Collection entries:
:::

PR #1264, opened 2017-02-26
Philips hue sensor lux support

JordyThien:
Requested by the community
Also fixed the temperature (no decimal points were shown, now it is)

### DIFF
--- a/hardware/PhilipsHue/PhilipsHue.cpp
+++ b/hardware/PhilipsHue/PhilipsHue.cpp
@@ -904,18 +904,19 @@ bool CPhilipsHue::GetSensors(const Json::Value &root)
 				}
 				else if (hsensor.m_type == SensorTypeZLLTemperature)
 				{
-					ReportTemperature(sID, float(hsensor.m_state.m_temperature / 100.0f), device_name, hsensor.m_config.m_battery);
+					SendTempSensor(sID, hsensor.m_config.m_battery, float(hsensor.m_state.m_temperature / 100.0f), device_name);
 				}
 				else if (hsensor.m_type == SensorTypeZLLLightLevel)
 				{
 					InsertUpdateSwitch(sID, STYPE_Dusk, hsensor.m_state.m_dark, device_name, hsensor.m_config.m_battery);
+
 					double lux = 0.00001;
 					if (hsensor.m_state.m_lightlevel != 0)
 					{
 						float convertedLightLevel = float((hsensor.m_state.m_lightlevel - 1) / 10000.00f);
 						lux = pow(10, convertedLightLevel);
 					}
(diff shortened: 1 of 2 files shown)


hardware/PhilipsHue/PhilipsHue.cpp
```diff
@@ -936,14 +943,32 @@ void CPhilipsHue::ReportTemperature(const int NodeID, const float temperature, c
 	tsen.TEMP.id1 = (sID & 0xFF00) >> 8;
```
gizmocuz: could you please remove this, and use the default way of reporting a (temperature) sensor ?
Just call

`void SendTempSensor(const int NodeID, const int BatteryLevel, const float temperature, const std::string &defaultname);
`

These functions are specified in DomoticzHardware.cpp/h

hardware/PhilipsHue/PhilipsHue.cpp
```diff
@@ -936,14 +943,32 @@ void CPhilipsHue::ReportTemperature(const int NodeID, const float temperature, c
...
+	int at10 = round(abs(temperature*10.0f));
 	tsen.TEMP.temperatureh = (BYTE)(at10 / 256);
 	at10 -= (tsen.TEMP.temperatureh * 256);
 	tsen.TEMP.temperaturel = (BYTE)(at10);
 
 	sDecodeRXMessage(this, (const unsigned char *)&tsen.TEMP, Name.c_str(), BatteryLevel);
 }
 
+
+void CPhilipsHue::ReportLux(const int NodeID, const float lux, const string &Name, uint8_t BatteryLevel)
```
gizmocuz: could you please remove this, and use the default way of reporting a (lux) sensor ?
Just call

`void SendLuxSensor(const int NodeID, const int ChildID, const int BatteryLevel, const float Lux, const std::string &defaultname);
`

These functions are specified in DomoticzHardware.cpp/h

gizmocuz (commented):
your fast! ;) two requests

hardware/PhilipsHue/PhilipsHue.cpp
JordyThien: Good point! Didn't knew about those functions. Updated the code

gizmocuz:
Great! Thanks!!

roelbeun:
Curious, when will this commit be available in the beta or even the master? Thanks for your work!

JordyThien:
@Ruvetuve it's already in the beta release. You can download the latest beta on http://domoticz.com/downloads/ or run ./updatebeta

roelbeun:
Great, thanks! Hope it comes to the stable release soon, in the mean while ill test it on a separate system.

PR #1267, opened 2017-02-27
Added more functionality for Limitlessled (RGBWW, RGBW) v6 and added direct disco mode and nightlight for v4/5

chrisverhoef:


gizmocuz:
If possible, could you make the commands/status match ? For example

case Limitless_DiscoM1:
lstatus="Set to Disco 1";
break;

if (switchcmd == "Disco Mode 1")
cmd = Limitless_DiscoM1

you see the above don't match, i would change it to "Disco Mode 1"

main/RFXNames.cpp
```diff
@@ -1478,32 +1478,32 @@ void GetLightStatus(
 		case Limitless_NightMode:
 			lstatus="Set to Night";
 			break;
-		case Limitless_DiscoM1:
-			lstatus="Set to Disco 1";
+		case Limitless_DiscoMode_1:
+			lstatus="Set to Disco Mode 1";
```
gizmocuz: could you remove the prefix 'Set to '?

chrisverhoef: I will do.

gizmocuz:
Thanks!

chrisverhoef:
And thanks to deennoo for testing!

PR #1268, opened 2017-02-27
Eco devices, further enhancements and switch to standard helper functions

DebugBill:
- All calls to sDecodeRX suppressed and replaced with standard helpers (SendKwhMeter, SendMeterSensor....)
- All 4 main French electricity rates now supported (Basic, Tempo, EJP and "Heures Creuses")
- New functionality: a message device returns the current rate for multiple rates contracts (EJP, HC and Tempo)
- Pulse counters now rely on SendMeterSensor which does a much better job than its P1SmartMeter based counterpart when tracking water or gaz consumption.

The EcoDevices device and the Teleinfo protocol are specifically French, I coded all messages and default
names in French as it is very unlikely that anybody non French speaking would ever read them. Is that OK?


hardware/EcoDevices.h
```diff
@@ -19,14 +19,96 @@ class CEcoDevices : public CDomoticzHardwareBase
...
+
+		Teleinfo m_teleinfo1, m_teleinfo2;
 
 		void Init();
 		bool StartHardware();
 		bool StopHardware();
 		void Do_Work();
 		void GetMeterDetails();
 };
+
```
gizmocuz, line 86: Could you please translate this to English, or both languages ?

DebugBill: Translation done.

Also tried to fix include issues that may be the cause of tests failures while it compiles fine on my Raspberry. Now waiting for tests to start

gizmocuz:
Thanks!

PR #1269, opened 2017-02-27
Security panel : redirection to login page if status query return "unauthorized"

PicoI2:
Security panel : redirection to login page if status query return unauthorized (probably because session is not valid anymore).
Instead it just show "no connect", as if domoticz is down.


gizmocuz:
Thanks!

PR #1278, opened 2017-02-28
Invalid sessions on password update

PicoI2:
Hello, here is a new pull request.

I have notice that I had changed the password of my GF, but she did not had to log again.

This pull request fix it, and other security issues.
Sometimes it could seem overkill, as when a user is deleted, but you could always imagine use case where you delete a user and then create a user with the same login.

Feel free to rename method or variables if you prefer, or event to reject it, I will not be upset !

You should add in contributing.md your favorites coding rules, I tried to guess it looking at the code, but it's not always that easy.

One more thing, why session are limited in time ? Would you accept a pull request to extend their validity, or to make it configurable ?

### DIFF
--- a/main/WebServer.cpp
+++ b/main/WebServer.cpp
@@ -5962,6 +5962,14 @@ namespace http {
 					idx.c_str()
 					);
 				LoadUsers();
+
+				// Invalid user's sessions if password has changed
+				std::vector<std::vector<std::string> > result;
+				result = m_sql.safe_query("SELECT Password FROM Users WHERE (ID == '%q')", idx.c_str());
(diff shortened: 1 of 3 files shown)


gizmocuz:
Thank you for this great patch !

I've got a pretty standard coding style, but there are other users that also contribute code (c# users that are going c++ way.., or scripters...)

I very much agree about the contributing.md file, unfortunately i'm not that advanced with it, and i need to create some time for it.
Maybe you could help ? (we could PM on the forum/email about it)
this could help:
https://www.npmjs.com/package/generate-contributing

The session timeout should extended after almost any request... that was in the beginning (the initial idea)
And then we have a 'remember me' that should keep the session

PR #1290, opened 2017-03-02
P1 Smart Meter add Voltage meter (DSMRv5)

jvandenbroek:
DSMRv5 supports line voltage read-out, which I thought would be handy to monitor. In case of multiple phases, all are added (L1, L2 and L3). Tested with only L1, used info from DSMRv5 datasheet, so other phases should work fine.

Now that I recheck the code, I think the other phases actually won't work. Will change some logic.
Edit: should be fine now, compiling takes forever on my RPi 1, so not tested yet..


gizmocuz:
Thanks!, now i wish i had this new meter !
Instead of new types and so, when you receive the voltage value, just use

SendVoltageSensor(const int NodeID, const int ChildID, const int BatteryLevel, const float Volt, const std::string &defaultname)

This way, all code stays clean, and you do not need to modify the html files also

jvandenbroek:
Well I acutally started with SendVoltageSensor, however there are several changes I made which needed new types etc: 
- 1 decimal instead of 3
- P1 Smart Meter as device instead of General (just as Power and Gas)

:::

- [Task objective]: Could you copy every line from the records that mentions the word "case"?

- [Answer section]:
case Limitless_DiscoM1:
 		case Limitless_NightMode:
-		case Limitless_DiscoM1:
+		case Limitless_DiscoMode_1:
Sometimes it could seem overkill, as when a user is deleted, but you could always imagine use case where you delete a user and then create a user with the same login.
DSMRv5 supports line voltage read-out, which I thought would be handy to monitor. In case of multiple phases, all are added (L1, L2 and L3). Tested with only L1, used info from DSMRv5 datasheet, so other phases should work fine.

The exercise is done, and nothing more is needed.